### What needs to be done
Starting at the line that holds "jochil: If the" and stopping at the line that holds "jochil: Or just", restate the records below word for word, with both of those lines included.
Start of Material for this exercise
PR #254, opened 2022-08-29
report_handler: Fix usage of atomic.Value

adombeck:
Fixes

    panic: sync/atomic: store of inconsistently typed value into Value


fmeum (approved):
Well, there goes compile-time type safety. I hope they reimplement this API with generics at some point.

PR #255, opened 2022-08-29
build: Add -I for cifuzz.h in coverage builds

fmeum:
Achieved by moving the FUZZ_TEST_CFLAGS logic into the common build env.


fmeum:
@pnoltof

pnoltof:
That works!
Thanks for the quick fix!

fmeum:
Switching to draft as `CommonBuildEnv` is also used in CMake.

fmeum:
Fixed by duplicating the include path logic. That's probably the better approach anyway as it protects us from overwriting the variable without noticing.

jochil (approved):

PR #249, opened 2022-08-28
Check ErrSilent during coverage test

MarkusZoppelt:
This generates and opens a coverage report even if `runFuzzTest(buildResult)` returns a silent error.

**Example (example/cmake fails on Mac arm64):**
```
Building my_fuzz_test
-- Configuring done
-- Generating done
-- Build files have been written to: /Users/mz/code/cifuzz/examples/cmake/.cifuzz-build/replayer/coverage
Consolidate compiler generated dependencies of target exploreMe
[ 40%] Built target exploreMe
Consolidate compiler generated dependencies of target my_fuzz_test
[100%] Built target my_fuzz_test
Running my_fuzz_test on corpus
❌ my_fuzz_test: exit status 1

✅ Coverage Report:
              File | Functions Hit/Found |  Lines Hit/Found | Branches Hit/Found
  my_fuzz_test.cpp |      2 / 2 (100.0%) |   8 / 8 (100.0%) |     0 / 0 (100.0%)
src/explore_me.cpp |      1 / 1 (100.0%) | 19 / 21  (90.5%) |     4 / 8  (50.0%)
                   |                     |                  |                   
                   | Functions Hit/Found |  Lines Hit/Found | Branches Hit/Found
             Total |               3 / 3 |          27 / 29 |              4 / 8

```

IMHO this is a more helpful behaviour compared to only logging an `exit status 1` message.

PR #256, opened 2022-08-29
coverage: Print stderr on error

adombeck:


MarkusZoppelt:
This is clearly an improvement as it facilitates debugging target exits as described in, e.g., #249 
👍🏼

fmeum (approved):

PR #259, opened 2022-08-30
installer: Install shell completion script

adombeck:


pkg/install/installer.go
```diff
@@ -472,6 +472,21 @@ func ExtractBundle(targetDir string, bundle *embed.FS) error {
 		return err
 	}
 
+	// Install the autocompletion script for the current shell (if the
+	// shell is supported)
+	cifuzzPath := filepath.Join(targetDir, "bin", "cifuzz")
+	switch filepath.Base(os.Getenv("SHELL")) {
```
jochil, line 478: Why not supporting powershell, too?

adombeck: Because it took long enough to figure out how to correctly set up the completion for the other shells and I didn't have the nerves to do the same for powershell on Windows, which I have zero experience with. IMO we can do that in a follow-up when we see the need for it (e.g. when we know that we have some Windows user who want to have that feature).

jochil: According to https://github.com/spf13/cobra/blob/main/shell_completions.md#creating-your-own-completion-command and https://docs.microsoft.com/en-us/powershell/module/microsoft.powershell.core/about/about_profiles?view=powershell-7.2 I think an easy way to do it is just writing a cifuzz.ps file and tell the user to source it

adombeck: If this requires user action anyway, doesn't it make sense to just suggest them to read `cifuzz completion powershell` and follow the instructions?

jochil: Indeed... thats true

jochil (approved):

pkg/install/installer.go
adombeck: I implemented it but I can't test it on Windows because of https://code-intelligence.atlassian.net/browse/CLI-429

adombeck: To unblock this PR, I'll create a separate ticket and do that as a follow-up once we fixed the issue with the installer on Windows

PR #260, opened 2022-08-30
feat: optimize findings output/summary during fuzzing run

jochil:


internal/cmd/run/report_handler/report_handler.go
```diff
@@ -185,51 +190,44 @@ func (h *ReportHandler) handleFinding(f *finding.Finding, print bool) error {
...
 
-    %s
+	return nil
+}
 
-`, f.Name, fileutil.PrettifyPath(f.GetSeedPath()))
+func (h *ReportHandler) PrintFindingInstruction() {
+	log.Printf(`
+For further details on a finding, use:
+    cifuzz finding <name of finding>`)
```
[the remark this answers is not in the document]
adombeck:
```suggestion
	log.Note(`
Use 'cifuzz finding <finding name>' for details on a finding
```

internal/cmd/run/report_handler/report_handler.go
```diff
@@ -186,52 +190,44 @@ func (h *ReportHandler) handleFinding(f *finding.Finding, print bool) error {
...
 	switch {
+	case !isDuplicate:
+		log.Printf(" - NEW %s", f.ShortDescription())
+
 	case isDuplicate && f.GetSeedPath() == "":
 		// The finding is a duplicate and the input is also already known
-		log.Notef(`
-Note: This seems to be a duplicate of finding [%s].
-`, f.Name)
+		log.Printf(" - REGRESSION [%s]", f.Name)
```
adombeck, line 199: Why do we call this "regression"? When the user just executes the same fuzz test twice, the same findings are reported as regressions the second time. Do we expect that users fix all findings before the fuzz test is run again? Else I would prefer to call this "duplicate".

internal/cmd/run/report_handler/report_handler.go
```diff
@@ -239,13 +237,7 @@ including remote runs with artifacts created via 'cifuzz bundle' and
 regression tests. For more information on regression tests, see:
 
     https://github.com/CodeIntelligenceTesting/cifuzz#regression-testing
```
adombeck, line 239: I think we should use the plural in this message if more than one crashing input has been copied:
```
Note: The crashing inputs have been copied to the seed corpus at:

    my_fuzz_test_seed_corpus/affectionate_banach-1
    my_fuzz_test_seed_corpus/admiring_kalam-2

They will now be used a seed inputs for all runs of the fuzz test,
including remote runs with artifacts created via 'cifuzz bundle' and
regression tests. For more information on regression tests, see:

    https://github.com/CodeIntelligenceTesting/cifuzz#regression-testing
```

internal/cmd/run/report_handler/report_handler.go
jochil: If the crashing input is still in the seed corpus it has to be fixed to continue with fuzzing, or? So I think it is legit to call it a regression until it was fixed

adombeck: > If the crashing input is still in the seed corpus it has to be fixed to continue with fuzzing, or?

That depends, UBSan findings for example allow the fuzzer to continue

adombeck: > So I think it is legit to call it a regression until it was fixed

To me a regression is something that was working before and is now broken. That's not the case here. We could use a different definition of "regression" here, but IMO without any further explanations, the term is less intuitive here than "duplicate".

internal/cmd/run/report_handler/report_handler.go
jochil: Or just using plural for all cases. `All crashing inputs have been copied to the seed corpus at...` sounds fitting even with one input.

But is there actual a case where you can have two crashing inputs? Even after adding ubsan to the example project and having two findings, there is only one crashing input... which makes sense in this scenario, or?

internal/cmd/run/report_handler/report_handler.go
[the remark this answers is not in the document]
jochil: ok, done

internal/cmd/run/report_handler/report_handler.go
adombeck: > But is there actual a case where you can have two crashing inputs? Even after adding ubsan to the example project and having two findings, there is only one crashing input... which makes sense in this scenario, or?

I took a look at the libFuzzer code and it looks like the crashing input is indeed only written for findings which cause the fuzzer to stop. So you're right, we don't have to consider the case of multiple crashing inputs for now (until we try to continue fuzzing after crashes as well, e.g. by using libFuzzer's fork mode).

internal/cmd/run/report_handler/report_handler.go
jochil: > That depends, UBSan findings for example allow the fuzzer to continue

But UBSan findings are not added as a crashing input to the seed corpus... as they are not crashing, or? (basically same question as below)

> To me a regression is something that was working before and is now broken. That's not the case here (well maybe it is, but we don't know that). We could use a different definition of "regression" here, but IMO without any further explanations, the term is less intuitive here than "duplicate".

I think in our scenario adding the crashing input to the seed corpus is like writing a regression test. So the next step usually is to fix the bug before your tests getting green again.
But I agree... this is less intuitive as "duplicate". Another option could be "OLD", as counterpart to "NEW".

internal/cmd/run/report_handler/report_handler.go
```diff
@@ -185,51 +190,43 @@ func (h *ReportHandler) handleFinding(f *finding.Finding, print bool) error {
...
 
-`, f.Name, fileutil.PrettifyPath(f.GetSeedPath()))
+func (h *ReportHandler) PrintFindingInstruction() {
+	log.Note(`
+Use 'cifuzz finding <finding name>' for details on a finding.`)
 
-	case !isDuplicate:
-		log.Printf(`
-Further details:
+	log.Print("\nFindings:")
```
adombeck, line 213: When using `--verbose`, the list of findings is intertwined with output from the fuzzer. We could avoid that by not printing this `Findings:` header and somehow making it clear in each printed line that the line describes a finding.

internal/cmd/run/report_handler/report_handler.go
jochil: We already have the code for adding multiple entries to the message, so we can make it plural... this would be more generic

internal/cmd/run/report_handler/report_handler.go
jochil: What's about: With `--verbose` we print the list of findings only on the end of the run and for the findings we add some kind of visual separation again?

adombeck: I thought about that as well but I would prefer printing the findings without the header because:
- Using the same format allows users to parse the output in the same way both in verbose and non-verbose mode
- Even in verbose mode it's useful to print these summaries while the fuzzing run is still running, because hopefully they allow the user to get a quick understanding of a finding without having to read all the logs. (IMO we should also highlight these lines visually for that.)

jochil: I agree... makes sense. What do you think about this (incl. removed `Findings:\n`) : 

image

image

adombeck: I like it!

jochil: ok, I added that to this PR

internal/cmd/run/report_handler/report_handler.go
jochil: I changed it

internal/cmd/run/report_handler/report_handler.go
jochil: As a result of todays discussion, the different cases are obsolete now

internal/cmd/run/report_handler/report_handler.go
End of Material for this exercise
### Answer space
jochil: If the crashing input is still in the seed corpus it has to be fixed to continue with fuzzing, or? So I think it is legit to call it a regression until it was fixed

adombeck: > If the crashing input is still in the seed corpus it has to be fixed to continue with fuzzing, or?

That depends, UBSan findings for example allow the fuzzer to continue

adombeck: > So I think it is legit to call it a regression until it was fixed

To me a regression is something that was working before and is now broken. That's not the case here. We could use a different definition of "regression" here, but IMO without any further explanations, the term is less intuitive here than "duplicate".

internal/cmd/run/report_handler/report_handler.go
jochil: Or just using plural for all cases. `All crashing inputs have been copied to the seed corpus at...` sounds fitting even with one input.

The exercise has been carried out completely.